> _WHAT IS REQUIRED_:
Total the lines of the listing below that hold the word "make". Output nothing except that number.
*** PROVIDED DATA Section Begins ***
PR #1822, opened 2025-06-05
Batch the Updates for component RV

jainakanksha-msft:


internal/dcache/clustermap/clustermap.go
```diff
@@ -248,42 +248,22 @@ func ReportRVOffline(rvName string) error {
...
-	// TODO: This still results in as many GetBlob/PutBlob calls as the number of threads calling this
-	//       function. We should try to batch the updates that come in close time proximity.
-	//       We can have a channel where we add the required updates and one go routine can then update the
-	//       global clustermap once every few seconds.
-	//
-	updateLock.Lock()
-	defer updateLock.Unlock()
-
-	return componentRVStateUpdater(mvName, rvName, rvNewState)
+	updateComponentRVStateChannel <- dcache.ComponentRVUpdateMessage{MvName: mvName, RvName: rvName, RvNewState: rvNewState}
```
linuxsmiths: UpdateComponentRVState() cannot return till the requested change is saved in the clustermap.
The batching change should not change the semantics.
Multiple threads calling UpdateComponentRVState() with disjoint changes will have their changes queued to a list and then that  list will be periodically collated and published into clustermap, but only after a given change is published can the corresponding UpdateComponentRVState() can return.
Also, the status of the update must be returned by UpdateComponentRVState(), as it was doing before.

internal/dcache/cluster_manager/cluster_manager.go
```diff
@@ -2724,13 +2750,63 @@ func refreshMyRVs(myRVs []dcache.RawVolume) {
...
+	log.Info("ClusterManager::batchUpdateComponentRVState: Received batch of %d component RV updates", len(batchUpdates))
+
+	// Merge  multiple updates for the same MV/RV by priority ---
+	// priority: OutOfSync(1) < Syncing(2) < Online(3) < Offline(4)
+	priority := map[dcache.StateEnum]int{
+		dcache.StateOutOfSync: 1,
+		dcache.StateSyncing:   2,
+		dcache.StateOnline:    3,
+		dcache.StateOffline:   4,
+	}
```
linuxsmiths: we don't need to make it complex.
*** PROVIDED DATA Section Ends ***
*** PROVIDED DATA Section Begins ***
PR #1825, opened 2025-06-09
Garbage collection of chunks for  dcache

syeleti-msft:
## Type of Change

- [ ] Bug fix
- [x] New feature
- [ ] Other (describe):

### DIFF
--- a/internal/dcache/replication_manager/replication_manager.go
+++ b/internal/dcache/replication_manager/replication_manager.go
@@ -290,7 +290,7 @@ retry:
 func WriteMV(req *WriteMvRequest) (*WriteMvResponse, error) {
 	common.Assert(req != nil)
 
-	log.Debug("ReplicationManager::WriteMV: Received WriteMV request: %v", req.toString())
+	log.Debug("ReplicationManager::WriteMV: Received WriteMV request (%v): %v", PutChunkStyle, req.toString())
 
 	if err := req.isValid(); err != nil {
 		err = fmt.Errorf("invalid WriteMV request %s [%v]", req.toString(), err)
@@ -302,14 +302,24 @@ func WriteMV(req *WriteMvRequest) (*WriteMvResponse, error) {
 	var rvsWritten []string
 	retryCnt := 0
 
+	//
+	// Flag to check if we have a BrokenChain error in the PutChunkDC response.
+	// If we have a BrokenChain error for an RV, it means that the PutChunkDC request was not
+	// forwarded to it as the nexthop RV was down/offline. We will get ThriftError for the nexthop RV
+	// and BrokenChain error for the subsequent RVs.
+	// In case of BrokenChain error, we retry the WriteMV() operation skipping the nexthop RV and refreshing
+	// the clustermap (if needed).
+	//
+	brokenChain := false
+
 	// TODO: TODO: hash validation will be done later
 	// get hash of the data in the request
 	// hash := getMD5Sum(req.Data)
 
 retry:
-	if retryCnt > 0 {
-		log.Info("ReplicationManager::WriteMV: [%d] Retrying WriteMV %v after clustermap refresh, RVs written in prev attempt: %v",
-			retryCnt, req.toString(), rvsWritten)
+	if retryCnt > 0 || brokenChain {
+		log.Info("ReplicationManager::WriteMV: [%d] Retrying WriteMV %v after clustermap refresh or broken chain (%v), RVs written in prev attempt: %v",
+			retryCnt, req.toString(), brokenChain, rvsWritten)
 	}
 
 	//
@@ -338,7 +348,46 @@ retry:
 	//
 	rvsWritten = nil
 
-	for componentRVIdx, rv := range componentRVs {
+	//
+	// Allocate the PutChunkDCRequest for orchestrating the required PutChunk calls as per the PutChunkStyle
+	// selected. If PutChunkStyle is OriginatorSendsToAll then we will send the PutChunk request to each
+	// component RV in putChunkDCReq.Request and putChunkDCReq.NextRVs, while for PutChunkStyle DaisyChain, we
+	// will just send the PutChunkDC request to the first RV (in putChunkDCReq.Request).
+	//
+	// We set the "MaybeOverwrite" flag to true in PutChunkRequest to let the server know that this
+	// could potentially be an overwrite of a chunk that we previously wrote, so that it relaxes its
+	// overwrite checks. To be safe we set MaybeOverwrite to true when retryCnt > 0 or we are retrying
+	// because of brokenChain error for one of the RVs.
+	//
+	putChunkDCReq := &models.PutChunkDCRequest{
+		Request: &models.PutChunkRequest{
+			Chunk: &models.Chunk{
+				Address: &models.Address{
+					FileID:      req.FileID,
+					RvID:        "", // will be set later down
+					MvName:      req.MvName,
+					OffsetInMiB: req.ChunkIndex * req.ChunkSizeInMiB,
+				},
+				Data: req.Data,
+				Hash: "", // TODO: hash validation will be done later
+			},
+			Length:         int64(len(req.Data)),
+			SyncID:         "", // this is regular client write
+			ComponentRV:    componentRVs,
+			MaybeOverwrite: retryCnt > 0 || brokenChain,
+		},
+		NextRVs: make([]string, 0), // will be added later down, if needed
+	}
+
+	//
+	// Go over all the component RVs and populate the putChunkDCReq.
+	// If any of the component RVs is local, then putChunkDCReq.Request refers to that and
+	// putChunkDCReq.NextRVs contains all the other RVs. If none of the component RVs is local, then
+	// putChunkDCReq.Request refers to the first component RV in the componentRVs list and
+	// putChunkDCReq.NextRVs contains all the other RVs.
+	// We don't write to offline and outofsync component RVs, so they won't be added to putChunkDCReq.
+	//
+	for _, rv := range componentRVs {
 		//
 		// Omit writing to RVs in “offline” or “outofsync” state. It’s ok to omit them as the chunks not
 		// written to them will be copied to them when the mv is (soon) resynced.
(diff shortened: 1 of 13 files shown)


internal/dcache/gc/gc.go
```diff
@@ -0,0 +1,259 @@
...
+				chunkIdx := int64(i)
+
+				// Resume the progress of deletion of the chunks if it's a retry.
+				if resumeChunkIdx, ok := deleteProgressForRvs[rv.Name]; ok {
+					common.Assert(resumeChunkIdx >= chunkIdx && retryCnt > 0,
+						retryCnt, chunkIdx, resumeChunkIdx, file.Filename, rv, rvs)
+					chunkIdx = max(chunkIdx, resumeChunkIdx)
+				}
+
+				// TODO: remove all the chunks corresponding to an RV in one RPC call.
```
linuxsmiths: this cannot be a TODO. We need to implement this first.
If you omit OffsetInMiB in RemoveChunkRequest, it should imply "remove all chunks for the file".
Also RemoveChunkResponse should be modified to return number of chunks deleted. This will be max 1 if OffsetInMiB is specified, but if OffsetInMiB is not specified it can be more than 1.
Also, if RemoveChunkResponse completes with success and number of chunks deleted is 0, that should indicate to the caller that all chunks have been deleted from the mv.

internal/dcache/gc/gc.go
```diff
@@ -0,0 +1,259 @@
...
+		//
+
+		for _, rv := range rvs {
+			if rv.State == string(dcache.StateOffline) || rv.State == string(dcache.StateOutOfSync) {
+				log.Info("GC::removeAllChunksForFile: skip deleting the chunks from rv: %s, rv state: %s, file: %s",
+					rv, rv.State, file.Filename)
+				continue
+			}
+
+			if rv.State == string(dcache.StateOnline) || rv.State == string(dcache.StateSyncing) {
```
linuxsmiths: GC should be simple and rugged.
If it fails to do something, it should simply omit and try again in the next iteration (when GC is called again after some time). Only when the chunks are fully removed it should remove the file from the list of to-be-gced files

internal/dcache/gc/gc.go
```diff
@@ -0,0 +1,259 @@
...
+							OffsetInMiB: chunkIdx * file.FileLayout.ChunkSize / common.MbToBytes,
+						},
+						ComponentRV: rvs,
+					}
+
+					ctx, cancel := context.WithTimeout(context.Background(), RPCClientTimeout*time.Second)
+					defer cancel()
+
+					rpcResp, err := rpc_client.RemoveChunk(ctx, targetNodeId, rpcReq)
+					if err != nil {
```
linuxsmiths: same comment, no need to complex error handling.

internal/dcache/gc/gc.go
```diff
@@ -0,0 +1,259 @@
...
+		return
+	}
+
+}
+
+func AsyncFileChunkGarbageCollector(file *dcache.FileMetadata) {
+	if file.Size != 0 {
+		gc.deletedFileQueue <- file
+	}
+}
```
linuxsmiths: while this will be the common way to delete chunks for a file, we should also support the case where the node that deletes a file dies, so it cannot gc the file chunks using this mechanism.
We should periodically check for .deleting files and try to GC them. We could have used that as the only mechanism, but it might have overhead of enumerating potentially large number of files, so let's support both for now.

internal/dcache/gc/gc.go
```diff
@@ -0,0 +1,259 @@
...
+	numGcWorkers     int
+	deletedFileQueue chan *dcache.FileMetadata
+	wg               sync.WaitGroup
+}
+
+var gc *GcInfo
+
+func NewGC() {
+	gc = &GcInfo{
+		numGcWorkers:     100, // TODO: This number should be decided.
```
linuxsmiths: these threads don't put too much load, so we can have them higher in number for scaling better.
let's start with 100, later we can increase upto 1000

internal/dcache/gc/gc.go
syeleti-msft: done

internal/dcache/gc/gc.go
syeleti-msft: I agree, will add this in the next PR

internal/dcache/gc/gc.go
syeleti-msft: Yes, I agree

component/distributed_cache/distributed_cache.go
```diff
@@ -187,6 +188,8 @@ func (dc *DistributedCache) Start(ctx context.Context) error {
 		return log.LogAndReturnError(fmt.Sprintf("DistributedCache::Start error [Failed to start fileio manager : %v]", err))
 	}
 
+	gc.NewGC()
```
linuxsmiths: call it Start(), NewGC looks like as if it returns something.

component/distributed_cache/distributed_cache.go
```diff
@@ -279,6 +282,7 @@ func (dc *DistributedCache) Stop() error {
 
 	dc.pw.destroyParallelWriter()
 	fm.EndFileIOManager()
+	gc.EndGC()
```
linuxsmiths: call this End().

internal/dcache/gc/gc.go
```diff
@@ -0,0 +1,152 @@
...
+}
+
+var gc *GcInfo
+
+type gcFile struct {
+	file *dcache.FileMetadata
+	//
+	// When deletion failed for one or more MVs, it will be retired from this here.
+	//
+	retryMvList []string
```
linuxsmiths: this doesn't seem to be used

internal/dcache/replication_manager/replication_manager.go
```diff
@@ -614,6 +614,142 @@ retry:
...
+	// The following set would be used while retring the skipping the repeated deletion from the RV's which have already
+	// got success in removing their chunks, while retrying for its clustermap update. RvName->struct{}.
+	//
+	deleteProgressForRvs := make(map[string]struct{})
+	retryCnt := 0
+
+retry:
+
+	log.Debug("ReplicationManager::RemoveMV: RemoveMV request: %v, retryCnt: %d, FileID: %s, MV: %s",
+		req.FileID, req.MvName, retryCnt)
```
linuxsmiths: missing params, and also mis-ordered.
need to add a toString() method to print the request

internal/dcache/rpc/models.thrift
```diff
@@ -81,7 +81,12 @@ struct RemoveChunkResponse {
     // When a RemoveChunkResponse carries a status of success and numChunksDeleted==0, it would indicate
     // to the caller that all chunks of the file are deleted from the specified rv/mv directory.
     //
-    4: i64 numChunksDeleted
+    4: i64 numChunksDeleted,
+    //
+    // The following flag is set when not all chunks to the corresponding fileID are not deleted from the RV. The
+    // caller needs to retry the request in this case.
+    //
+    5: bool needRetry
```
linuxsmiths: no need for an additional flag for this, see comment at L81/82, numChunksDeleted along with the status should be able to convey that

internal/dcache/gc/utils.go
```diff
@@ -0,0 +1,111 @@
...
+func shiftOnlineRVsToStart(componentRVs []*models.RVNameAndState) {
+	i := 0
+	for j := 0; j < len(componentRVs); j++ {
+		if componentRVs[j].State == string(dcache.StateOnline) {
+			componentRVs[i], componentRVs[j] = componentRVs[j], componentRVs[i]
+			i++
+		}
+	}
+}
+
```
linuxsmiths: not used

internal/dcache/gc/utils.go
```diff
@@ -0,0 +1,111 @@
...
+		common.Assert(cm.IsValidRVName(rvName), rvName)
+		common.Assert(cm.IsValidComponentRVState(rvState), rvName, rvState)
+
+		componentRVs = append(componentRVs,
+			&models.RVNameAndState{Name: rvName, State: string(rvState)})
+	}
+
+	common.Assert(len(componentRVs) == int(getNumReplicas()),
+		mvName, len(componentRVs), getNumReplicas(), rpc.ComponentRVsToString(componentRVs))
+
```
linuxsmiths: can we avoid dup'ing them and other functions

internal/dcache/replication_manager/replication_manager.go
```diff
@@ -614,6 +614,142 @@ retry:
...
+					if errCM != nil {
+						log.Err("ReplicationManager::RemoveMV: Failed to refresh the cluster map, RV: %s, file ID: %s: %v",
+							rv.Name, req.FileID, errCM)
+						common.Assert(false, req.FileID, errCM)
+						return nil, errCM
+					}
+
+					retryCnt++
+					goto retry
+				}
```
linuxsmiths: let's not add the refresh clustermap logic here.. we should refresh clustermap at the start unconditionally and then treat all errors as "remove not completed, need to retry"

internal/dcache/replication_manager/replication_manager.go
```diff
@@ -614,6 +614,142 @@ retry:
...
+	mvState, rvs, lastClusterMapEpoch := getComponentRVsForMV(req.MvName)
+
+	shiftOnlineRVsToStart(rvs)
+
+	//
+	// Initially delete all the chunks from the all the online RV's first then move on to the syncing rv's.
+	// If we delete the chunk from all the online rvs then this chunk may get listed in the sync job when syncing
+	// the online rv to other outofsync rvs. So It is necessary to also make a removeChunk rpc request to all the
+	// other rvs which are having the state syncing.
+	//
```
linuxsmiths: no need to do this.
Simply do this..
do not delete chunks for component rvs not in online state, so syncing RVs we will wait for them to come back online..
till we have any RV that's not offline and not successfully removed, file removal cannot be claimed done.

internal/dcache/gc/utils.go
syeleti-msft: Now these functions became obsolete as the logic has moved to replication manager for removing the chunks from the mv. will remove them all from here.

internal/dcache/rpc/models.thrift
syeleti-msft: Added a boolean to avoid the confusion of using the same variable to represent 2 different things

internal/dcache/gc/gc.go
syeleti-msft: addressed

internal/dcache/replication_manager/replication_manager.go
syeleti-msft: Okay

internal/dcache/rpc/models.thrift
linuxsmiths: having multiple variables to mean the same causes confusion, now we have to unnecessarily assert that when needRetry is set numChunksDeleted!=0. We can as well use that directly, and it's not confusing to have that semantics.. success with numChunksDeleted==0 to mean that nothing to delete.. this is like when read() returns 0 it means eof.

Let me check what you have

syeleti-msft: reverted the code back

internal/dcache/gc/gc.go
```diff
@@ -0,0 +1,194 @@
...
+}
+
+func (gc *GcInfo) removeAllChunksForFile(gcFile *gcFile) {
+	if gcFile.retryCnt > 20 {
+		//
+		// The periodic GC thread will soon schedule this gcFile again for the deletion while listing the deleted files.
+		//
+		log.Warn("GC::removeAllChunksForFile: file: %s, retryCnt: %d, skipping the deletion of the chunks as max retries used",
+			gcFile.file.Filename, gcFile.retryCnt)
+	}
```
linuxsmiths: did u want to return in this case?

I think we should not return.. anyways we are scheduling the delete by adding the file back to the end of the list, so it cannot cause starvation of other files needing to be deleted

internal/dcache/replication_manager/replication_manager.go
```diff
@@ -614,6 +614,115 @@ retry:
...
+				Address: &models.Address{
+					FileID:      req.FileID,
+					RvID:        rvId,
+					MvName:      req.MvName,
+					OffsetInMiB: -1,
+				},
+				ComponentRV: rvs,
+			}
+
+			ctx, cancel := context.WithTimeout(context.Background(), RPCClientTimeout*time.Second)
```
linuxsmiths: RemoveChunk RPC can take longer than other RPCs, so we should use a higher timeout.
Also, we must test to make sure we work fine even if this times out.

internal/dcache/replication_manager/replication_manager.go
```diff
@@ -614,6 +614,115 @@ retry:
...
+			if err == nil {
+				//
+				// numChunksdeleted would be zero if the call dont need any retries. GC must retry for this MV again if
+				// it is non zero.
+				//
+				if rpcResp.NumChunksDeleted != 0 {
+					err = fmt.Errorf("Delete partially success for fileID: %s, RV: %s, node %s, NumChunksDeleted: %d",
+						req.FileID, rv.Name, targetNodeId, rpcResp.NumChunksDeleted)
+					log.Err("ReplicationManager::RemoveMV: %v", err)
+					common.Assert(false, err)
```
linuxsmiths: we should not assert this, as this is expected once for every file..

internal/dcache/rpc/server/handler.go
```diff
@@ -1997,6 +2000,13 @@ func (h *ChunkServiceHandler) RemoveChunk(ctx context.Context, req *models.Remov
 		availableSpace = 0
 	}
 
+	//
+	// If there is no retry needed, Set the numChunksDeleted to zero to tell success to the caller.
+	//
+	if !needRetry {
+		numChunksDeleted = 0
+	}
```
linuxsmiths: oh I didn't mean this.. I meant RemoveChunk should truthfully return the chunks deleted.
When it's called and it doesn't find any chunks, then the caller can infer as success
*** PROVIDED DATA Section Ends ***
> _OUTPUT FOR THIS TASK_:
5